Data excerpt =
"""

Issue #391, opened 2021-05-18
Context type of queries and mutations isn’t inferred when using React Query


kripod:
When [doing updates optimistically](https://react-query.tanstack.com/guides/optimistic-updates), having a `context` value to roll back failed mutations with is crucial. Unfortunately, the `TContext` type used within React Query isn’t inferred in tRPC’s React Query client, and so the value of `context` will always be `unknown`, e.g. in `onError` handlers.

"""

Task item = The full listing above should be retyped without any alteration.

Result of the exercise =
Issue #391, opened 2021-05-18
Context type of queries and mutations isn’t inferred when using React Query


kripod:
When [doing updates optimistically](https://react-query.tanstack.com/guides/optimistic-updates), having a `context` value to roll back failed mutations with is crucial. Unfortunately, the `TContext` type used within React Query isn’t inferred in tRPC’s React Query client, and so the value of `context` will always be `unknown`, e.g. in `onError` handlers.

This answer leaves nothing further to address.